Wherever the word "tjchadaga" shows up in the data, report the line it sits in.

[Start of Attachment]

PR #2272, opened 2026-04-03
saiport: Add counters for 1519_TO_MAX_OCTETS packet size range

AnandhiDhanabalan:
Add a new port statistic for ASICs that expose a single aggregate jumbo packet counter instead of the detailed SAI jumbo histogram buckets (1519–2047, 2048–4095, 4096–9216, 9217–16383).

The following counters are introduced:
- SAI_PORT_STAT_ETHER_STATS_PKTS_1519_TO_MAX_OCTETS
- SAI_PORT_STAT_ETHER_IN_PKTS_1519_TO_MAX_OCTETS
- SAI_PORT_STAT_ETHER_OUT_PKTS_1519_TO_MAX_OCTETS

The new counter reports packets with frame length greater than 1518 octets up to the maximum frame size supported by the port hardware (MAX_OCTETS). This enables platforms that provide only a cumulative jumbo packet counter to expose the statistic through SAI.

If the underlying ASIC provides packet length histogram counters, vendors may derive and expose this cumulative counter by aggregating the corresponding histogram buckets.

From a user perspective, a cumulative jumbo packet counter provides a simple view of jumbo traffic without requiring consumers to interpret or sum multiple histogram counters.

### DIFF
--- a/inc/saiport.h
+++ b/inc/saiport.h
@@ -4042,13 +4042,13 @@ typedef enum _sai_port_stat_t
     /** SAI port stat credits freed update messages rx */
     SAI_PORT_STAT_CBFC_NUM_CF_UPDATE_MESSAGES_RX,
 
-    /** SAI port stat ether stats packets with frame size 1519 octets to max MTU supported by the port */
+    /** Number of packets with frame size 1519 octets to max MTU supported by the port */
     SAI_PORT_STAT_ETHER_STATS_PKTS_1519_TO_MAX_OCTETS,
 
-    /** SAI port stat ether RX packets with frame size 1519 octets to max MTU supported by the port */
+    /** Number of received packets with frame size 1519 octets to max MTU supported by the port */
     SAI_PORT_STAT_ETHER_IN_PKTS_1519_TO_MAX_OCTETS,
 
-    /** SAI port stat ether TX packets with frame size 1519 octets to max MTU supported by the port */
+    /** Number of transmitted packets with frame size 1519 octets to max MTU supported by the port */
     SAI_PORT_STAT_ETHER_OUT_PKTS_1519_TO_MAX_OCTETS,
 
     /** Port stat in drop reasons range start */
--- a/inc/saiport.h
+++ b/inc/saiport.h
@@ -4042,6 +4042,15 @@ typedef enum _sai_port_stat_t
     /** SAI port stat credits freed update messages rx */
     SAI_PORT_STAT_CBFC_NUM_CF_UPDATE_MESSAGES_RX,
 
+    /** SAI port stat ether stats packets with frame size 1519 octets to max MTU supported by the port */
+    SAI_PORT_STAT_ETHER_STATS_PKTS_1519_TO_MAX_OCTETS,
+
+    /** SAI port stat ether RX packets with frame size 1519 octets to max MTU supported by the port */
+    SAI_PORT_STAT_ETHER_IN_PKTS_1519_TO_MAX_OCTETS,
+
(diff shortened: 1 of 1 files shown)


inc/saiport.h
```diff
@@ -3835,6 +4032,23 @@ typedef enum _sai_port_stat_t
...
+    SAI_PORT_STAT_CBFC_NUM_CC_UPDATE_MESSAGES_TX,
+
+    /** SAI port stat credits freed update messages tx */
+    SAI_PORT_STAT_CBFC_NUM_CF_UPDATE_MESSAGES_TX,
+
+    /** SAI port stat credits consumed update messages rx */
+    SAI_PORT_STAT_CBFC_NUM_CC_UPDATE_MESSAGES_RX,
+
+    /** SAI port stat credits freed update messages rx */
+    SAI_PORT_STAT_CBFC_NUM_CF_UPDATE_MESSAGES_RX,
```
kcudnik, line 4043: i think that "SAI port stat" is redundant, could be "Number of ..."

AnandhiDhanabalan: @kcudnik , The naming convention for 'SAI_PORT_STAT_ETHER_STATS' has been followed to be inline with the existing ETHER_STATS. 
Do let me know if you still think this needs to be changed

AnandhiDhanabalan: @kcudnik , is you comment for the ETHER_STATS or for CBFC ?

kcudnik: my comment is for comments in each added new enum, that string seems redundant since each enum starts with SAI_PORT_STAT_xxx

AnandhiDhanabalan: @kcudnik , they are 3 different Ether stats as shown below and are inline with existing ether stats
1. **Tx+Rx** - SAI_PORT_STAT_ETHER_STATS_PKTS_1519_TO_MAX_OCTETS
2. **Rx only**  - SAI_PORT_STAT_ETHER_IN_PKTS_1519_TO_MAX_OCTETS
3. **Tx Only** - SAI_PORT_STAT_ETHER_OUT_PKTS_1519_TO_MAX_OCTETS

kcudnik: i think you are not getting it, i say that there is no need to repeat string "SAI port stat" in comment lines like 4050, 4047 4044 and so on

AnandhiDhanabalan: @kcudnik , I intended to follow the same format as the existing Ethernet statistics. Quoting a couple of examples below for reference:
```c
    /** SAI port stat ether stats pkts 65 to 127 octets */
    SAI_PORT_STAT_ETHER_STATS_PKTS_65_TO_127_OCTETS,

    /** SAI port stat ether stats pkts 128 to 255 octets */
    SAI_PORT_STAT_ETHER_STATS_PKTS_128_TO_255_OCTETS,
```

If there is a need to adjust the format for the new enums, would the following be acceptable?
```c
    /** Packets with frame size 1519 octets to max MTU supported by the port */
    SAI_PORT_STAT_ETHER_STATS_PKTS_1519_TO_MAX_OCTETS,
```
Please let me know your thoughts, and I can update it accordingly.

kcudnik: check for example SAI_PORT_STAT_LLR_RX_ACK_CTL_OS

AnandhiDhanabalan: @kcudnik , Changed the comments based on your review. Please check and approve.

kcudnik (approved):

AnandhiDhanabalan:
@tjchadaga Can you please help merge this PR?

tjchadaga (approved):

[End of Attachment]

TASK SOLUTION:
@tjchadaga Can you please help merge this PR?
tjchadaga (approved):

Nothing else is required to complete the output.